▶ _TO DO_
Every line of the data below needs to be reproduced exactly.

(Dataset entries)
########

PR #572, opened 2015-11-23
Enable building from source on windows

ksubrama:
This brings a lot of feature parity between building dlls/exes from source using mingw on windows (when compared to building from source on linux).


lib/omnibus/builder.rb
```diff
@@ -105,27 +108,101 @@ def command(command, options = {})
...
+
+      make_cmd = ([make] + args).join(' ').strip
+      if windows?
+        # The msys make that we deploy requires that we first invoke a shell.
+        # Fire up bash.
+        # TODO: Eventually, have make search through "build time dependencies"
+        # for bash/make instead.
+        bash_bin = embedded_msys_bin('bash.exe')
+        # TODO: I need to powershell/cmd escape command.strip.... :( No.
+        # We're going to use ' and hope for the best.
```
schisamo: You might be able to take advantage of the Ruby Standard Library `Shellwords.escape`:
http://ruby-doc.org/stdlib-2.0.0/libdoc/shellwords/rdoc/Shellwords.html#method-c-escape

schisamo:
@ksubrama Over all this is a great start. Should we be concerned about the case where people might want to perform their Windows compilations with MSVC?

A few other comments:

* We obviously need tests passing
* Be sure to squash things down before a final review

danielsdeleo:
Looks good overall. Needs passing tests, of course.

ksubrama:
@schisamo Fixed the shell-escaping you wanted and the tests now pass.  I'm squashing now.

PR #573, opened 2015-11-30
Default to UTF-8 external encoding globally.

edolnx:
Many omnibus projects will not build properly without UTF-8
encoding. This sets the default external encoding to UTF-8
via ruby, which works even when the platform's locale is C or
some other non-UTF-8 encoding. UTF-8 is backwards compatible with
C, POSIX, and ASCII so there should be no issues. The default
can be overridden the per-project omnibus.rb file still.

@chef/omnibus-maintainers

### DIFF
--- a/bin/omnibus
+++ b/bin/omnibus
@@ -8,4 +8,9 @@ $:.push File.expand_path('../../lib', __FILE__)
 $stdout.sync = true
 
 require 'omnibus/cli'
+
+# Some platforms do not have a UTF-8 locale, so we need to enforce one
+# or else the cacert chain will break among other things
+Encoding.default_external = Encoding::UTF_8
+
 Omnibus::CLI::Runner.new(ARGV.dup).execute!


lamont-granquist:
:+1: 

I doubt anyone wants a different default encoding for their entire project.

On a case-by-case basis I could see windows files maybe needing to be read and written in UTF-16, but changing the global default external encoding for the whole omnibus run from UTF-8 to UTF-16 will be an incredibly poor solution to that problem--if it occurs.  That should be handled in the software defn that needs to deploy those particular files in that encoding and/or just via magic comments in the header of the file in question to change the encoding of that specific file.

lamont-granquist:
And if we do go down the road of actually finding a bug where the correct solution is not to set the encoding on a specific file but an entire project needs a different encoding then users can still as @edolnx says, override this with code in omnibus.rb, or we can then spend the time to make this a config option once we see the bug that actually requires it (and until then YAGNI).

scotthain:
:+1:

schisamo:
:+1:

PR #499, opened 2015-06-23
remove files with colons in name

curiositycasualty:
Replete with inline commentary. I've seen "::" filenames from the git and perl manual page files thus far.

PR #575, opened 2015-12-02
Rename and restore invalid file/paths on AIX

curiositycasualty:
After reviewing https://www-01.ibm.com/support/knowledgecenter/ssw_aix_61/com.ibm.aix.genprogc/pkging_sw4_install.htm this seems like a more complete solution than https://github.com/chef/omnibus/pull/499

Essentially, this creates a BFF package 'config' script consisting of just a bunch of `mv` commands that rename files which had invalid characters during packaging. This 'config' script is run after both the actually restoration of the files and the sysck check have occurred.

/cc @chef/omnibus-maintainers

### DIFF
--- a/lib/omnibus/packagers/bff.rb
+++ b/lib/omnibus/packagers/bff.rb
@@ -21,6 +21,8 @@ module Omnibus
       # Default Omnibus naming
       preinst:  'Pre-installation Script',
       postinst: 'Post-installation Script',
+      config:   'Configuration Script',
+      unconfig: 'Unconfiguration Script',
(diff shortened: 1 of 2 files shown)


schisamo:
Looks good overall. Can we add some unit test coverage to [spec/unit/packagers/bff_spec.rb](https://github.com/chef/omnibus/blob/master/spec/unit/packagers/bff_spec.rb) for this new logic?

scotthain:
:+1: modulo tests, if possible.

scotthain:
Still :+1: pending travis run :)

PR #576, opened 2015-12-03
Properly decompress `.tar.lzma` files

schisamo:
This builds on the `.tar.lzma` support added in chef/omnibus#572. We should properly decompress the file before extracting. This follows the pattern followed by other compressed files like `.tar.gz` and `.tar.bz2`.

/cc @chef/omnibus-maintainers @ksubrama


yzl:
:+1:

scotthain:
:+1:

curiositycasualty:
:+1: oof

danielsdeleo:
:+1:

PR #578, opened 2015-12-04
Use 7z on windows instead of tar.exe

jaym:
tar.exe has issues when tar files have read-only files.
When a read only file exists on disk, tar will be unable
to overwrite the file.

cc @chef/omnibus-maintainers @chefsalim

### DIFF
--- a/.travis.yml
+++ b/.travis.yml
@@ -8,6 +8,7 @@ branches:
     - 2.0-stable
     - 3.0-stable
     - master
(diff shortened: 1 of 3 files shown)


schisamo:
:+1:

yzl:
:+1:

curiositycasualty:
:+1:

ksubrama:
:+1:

########

▶ _REPLY TO THE TASK_
PR #572, opened 2015-11-23
Enable building from source on windows

ksubrama:
This brings a lot of feature parity between building dlls/exes from source using mingw on windows (when compared to building from source on linux).


lib/omnibus/builder.rb
```diff
@@ -105,27 +108,101 @@ def command(command, options = {})
...
+
+      make_cmd = ([make] + args).join(' ').strip
+      if windows?
+        # The msys make that we deploy requires that we first invoke a shell.
+        # Fire up bash.
+        # TODO: Eventually, have make search through "build time dependencies"
+        # for bash/make instead.
+        bash_bin = embedded_msys_bin('bash.exe')
+        # TODO: I need to powershell/cmd escape command.strip.... :( No.
+        # We're going to use ' and hope for the best.
```
schisamo: You might be able to take advantage of the Ruby Standard Library `Shellwords.escape`:
http://ruby-doc.org/stdlib-2.0.0/libdoc/shellwords/rdoc/Shellwords.html#method-c-escape

schisamo:
@ksubrama Over all this is a great start. Should we be concerned about the case where people might want to perform their Windows compilations with MSVC?

A few other comments:

* We obviously need tests passing
* Be sure to squash things down before a final review

danielsdeleo:
Looks good overall. Needs passing tests, of course.

ksubrama:
@schisamo Fixed the shell-escaping you wanted and the tests now pass.  I'm squashing now.

PR #573, opened 2015-11-30
Default to UTF-8 external encoding globally.

edolnx:
Many omnibus projects will not build properly without UTF-8
encoding. This sets the default external encoding to UTF-8
via ruby, which works even when the platform's locale is C or
some other non-UTF-8 encoding. UTF-8 is backwards compatible with
C, POSIX, and ASCII so there should be no issues. The default
can be overridden the per-project omnibus.rb file still.

@chef/omnibus-maintainers

### DIFF
--- a/bin/omnibus
+++ b/bin/omnibus
@@ -8,4 +8,9 @@ $:.push File.expand_path('../../lib', __FILE__)
 $stdout.sync = true
 
 require 'omnibus/cli'
+
+# Some platforms do not have a UTF-8 locale, so we need to enforce one
+# or else the cacert chain will break among other things
+Encoding.default_external = Encoding::UTF_8
+
 Omnibus::CLI::Runner.new(ARGV.dup).execute!


lamont-granquist:
:+1: 

I doubt anyone wants a different default encoding for their entire project.

On a case-by-case basis I could see windows files maybe needing to be read and written in UTF-16, but changing the global default external encoding for the whole omnibus run from UTF-8 to UTF-16 will be an incredibly poor solution to that problem--if it occurs.  That should be handled in the software defn that needs to deploy those particular files in that encoding and/or just via magic comments in the header of the file in question to change the encoding of that specific file.

lamont-granquist:
And if we do go down the road of actually finding a bug where the correct solution is not to set the encoding on a specific file but an entire project needs a different encoding then users can still as @edolnx says, override this with code in omnibus.rb, or we can then spend the time to make this a config option once we see the bug that actually requires it (and until then YAGNI).

scotthain:
:+1:

schisamo:
:+1:

PR #499, opened 2015-06-23
remove files with colons in name

curiositycasualty:
Replete with inline commentary. I've seen "::" filenames from the git and perl manual page files thus far.

PR #575, opened 2015-12-02
Rename and restore invalid file/paths on AIX

curiositycasualty:
After reviewing https://www-01.ibm.com/support/knowledgecenter/ssw_aix_61/com.ibm.aix.genprogc/pkging_sw4_install.htm this seems like a more complete solution than https://github.com/chef/omnibus/pull/499

Essentially, this creates a BFF package 'config' script consisting of just a bunch of `mv` commands that rename files which had invalid characters during packaging. This 'config' script is run after both the actually restoration of the files and the sysck check have occurred.

/cc @chef/omnibus-maintainers

### DIFF
--- a/lib/omnibus/packagers/bff.rb
+++ b/lib/omnibus/packagers/bff.rb
@@ -21,6 +21,8 @@ module Omnibus
       # Default Omnibus naming
       preinst:  'Pre-installation Script',
       postinst: 'Post-installation Script',
+      config:   'Configuration Script',
+      unconfig: 'Unconfiguration Script',
(diff shortened: 1 of 2 files shown)


schisamo:
Looks good overall. Can we add some unit test coverage to [spec/unit/packagers/bff_spec.rb](https://github.com/chef/omnibus/blob/master/spec/unit/packagers/bff_spec.rb) for this new logic?

scotthain:
:+1: modulo tests, if possible.

scotthain:
Still :+1: pending travis run :)

PR #576, opened 2015-12-03
Properly decompress `.tar.lzma` files

schisamo:
This builds on the `.tar.lzma` support added in chef/omnibus#572. We should properly decompress the file before extracting. This follows the pattern followed by other compressed files like `.tar.gz` and `.tar.bz2`.

/cc @chef/omnibus-maintainers @ksubrama


yzl:
:+1:

scotthain:
:+1:

curiositycasualty:
:+1: oof

danielsdeleo:
:+1:

PR #578, opened 2015-12-04
Use 7z on windows instead of tar.exe

jaym:
tar.exe has issues when tar files have read-only files.
When a read only file exists on disk, tar will be unable
to overwrite the file.

cc @chef/omnibus-maintainers @chefsalim

### DIFF
--- a/.travis.yml
+++ b/.travis.yml
@@ -8,6 +8,7 @@ branches:
     - 2.0-stable
     - 3.0-stable
     - master
(diff shortened: 1 of 3 files shown)


schisamo:
:+1:

yzl:
:+1:

curiositycasualty:
:+1:

ksubrama:
:+1:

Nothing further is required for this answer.